I'm just arbitraging thret's belief that any non-zero chance of returning to life is worth 25k - nothing to do with cryonics.
And if I had an infinite supply of funds I would take all chances, regardless of credibility. I do not.

You do not get points for reductio ad absurdum arguments.

Sounds a lot like Pascal's wager; small cost, high benefit, equally ridiculous probability of a payoff...
Well, at least cryo tanks are tangible.
The probability that they stay in shape for even a couple of centuries is abysmally low (how many companies survive that long?).

The probability that, in the unlikely case your dead frozen head isn't thrown away at some point in time, you can be revived from it is so extraordinarily remote that I don't see the point.

It is way more likely that at some point technology will allow to simulate famous personalities from their writings, photos, etc than from a frozen piece of meat.

When you're dead, you're dead. Get over it, most people who have been are dead, too. And like the saying goes, cemeteries are full of indispensable men.

Don't get me wrong, I'm not big on the stuff. But it's no Pascal's Wager either. This is way better than supernatural shit. This is a bad bet, not an impossible bet / illogical argument.
It is not "supernatural shit", but it is Pascal's Wager.
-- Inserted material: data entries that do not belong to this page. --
PR #3828, opened 2019-05-28
[WIP] @theforeman/vendor npm packaging

evgeni:


tbrisker:
waiting on @sharvit to replace copy-webpack-plugin with a simple cp so we don't need to build 100 node modules into an rpm

sharvit:
> waiting on @sharvit to replace copy-webpack-plugin with a simple cp so we don't need to build 100 node modules into an rpm

After spending some time around replacing `copy-webpack-plugin` I believe it should **not** be done.
It seems like an easy task at the beginning, `cp` from `dist` to `public/webpack`, but it only works with production env.

`copy-webpack-plugin` integrates with the webpack API instead using `cp` so it works with `webpack-dev-server` as well.
I would prefer using a plugin in this case with a community who update and maintain it over time and versions.

It is currently working with `webpack-copy-plugin` v4.6.0 which is still supported by webpack-3 and webpack-4.

evgeni:
I think my last question would be: would it be beneficial for us to use cp in prod and the plugin in dev? The answer can very well be no and we should carry on with my original PR ;)

sharvit:
> I think my last question would be: would it be beneficial for us to use cp in prod and the plugin in dev? The answer can very well be no and we should carry on with my original PR ;)

I don't think so, it will add more complexity to the setup so the tradeoff doesn't worth it.

PR #3845, opened 2019-06-10
Update rubygem-fog-vsphere to 3.1.1

ezr-ondrej:


packages/foreman/rubygem-fog-vsphere/rubygem-fog-vsphere.spec
```diff
@@ -88,6 +88,9 @@ cp -pa .%{gem_dir}/* \
 %{gem_instdir}/tests
```
ekohl: Looks like these are no longer part of the gem so this line should be dropped

ezr-ondrej: Yeah, you are right. Any other place I should delete them from?

PR #3846, opened 2019-06-10
Updated katello gem dependencies

ekohl:
This used the built gem with gem2rpm to generate the requirements. By automating the conversion we can easier make sure both are in sync.

### DIFF
--- a/packages/katello/rubygem-katello/rubygem-katello.spec
+++ b/packages/katello/rubygem-katello/rubygem-katello.spec
@@ -1,3 +1,4 @@
+# template: foreman_plugin
 %{?scl:%scl_package rubygem-%{gem_name}}
 %{!?scl:%global pkg_name %{name}}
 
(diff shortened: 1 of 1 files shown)


ekohl:
Depends on https://github.com/theforeman/foreman-packaging/pull/3847

Generated by [fm-packaging-update-deps](https://github.com/ekohl/theforeman-plumbing/blob/master/fm-packaging-update-deps). Will need https://github.com/Katello/katello/pull/8149 to correctly build the gem from any directory.

jlsherrill:
[test rpm]

ekohl:
Not sure why this fails:
```
+ /usr/bin/tfm-rake 'plugin:assets:precompile[katello]' RAILS_ENV=production --trace
Gem loading error: Could not find 'foreman-tasks' (>= 0.14.1, ~> 0.13) among 121 total gem(s)
```

ekohl:
Oh wait, I see - it's the missing build requires. I'll need to look at my script to see why it doesn't generate them.

ekohl:
The issue was that I was building the gem from a different directory. While it does produce a gem, it doesn't include all files. That tripped up the gem2rpm template which detects whether a plugin has assets. If it doesn't, it doesn't add build dependencies.

ekohl:
:green_heart: now

PR #3847, opened 2019-06-10
bump pulp_file_client gem

jlsherrill:


jlsherrill:
@ekohl oh thanks!  didn't know about that, will do !

PR #3852, opened 2019-06-12
change katello's pulp_file_client pin

jlsherrill:


ekohl:
I just realized this build didn't bump the release. Also, in packaging we already have a 3.x version and this pins to a 0.x version. This means we need to downgrade.

jlsherrill:
Doh, forgot to bump release.  As for downgrading, this was not in a
released version, I'm okay if the upgrade doesn't work from a nightly a
week ago to today, but I can fix it when I get back if you'd like.  The gem
authors are still figuring out how to release rubygems and it's been a tad
annoying :)

ekohl:
Probably fine since it's in nightly, but it does mean we need to untag in koji and likely fix the spec so some runaway script doesn't attempt to release it again. Could you submit a PR?

jlsherrill:
Yep I already untagged, what would cause it to be retagged?

I'm afk for a few days now, so can't do much till then as far as a new PR,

It takes the same form and has the same flaws. It is an invalid argument.

By paying $25k to be frozen, you also get a nonzero chance that you'll be revived and live through thousands of years of torture.

Eh, I'll give you part of Pascal's Wager. The other part of it is the logical absurdity of thinking that someone who doesn't already believe can be blackmailed into believing. Pascal's Wager can only be used to defend belief, not create. (But every time I've heard someone IRL use it they seem to not understand that). That's a big part of what Pascal's Wager "is" to me.
Sure, thousands of years of torture are possible for you if you're a cryonicist -- but in such a world the same risk would apply to trillions of other sentients. If you aren't completely selfish, you're better off investing your energy in preventing such a world instead of trying to dodge the bullet personally.
If you think a person can be reanimated from their writings, even a tiny piece of carefully preserved neural tissue should be extremely valuable for making sure the person is simulated accurately.

You should probably stop using the terms "dead" and "frozen" in this context. Cryopreservation seeks to avoid ice crystal formation, and cryonics seeks to avoid death. So it has the effect of affirming the consequent.

That is not true, and when you express it like that, it is a Pascal's wager! I would not pay 25k for a 0.00001% chance of revival, because I do not value my life at >25 billion USD.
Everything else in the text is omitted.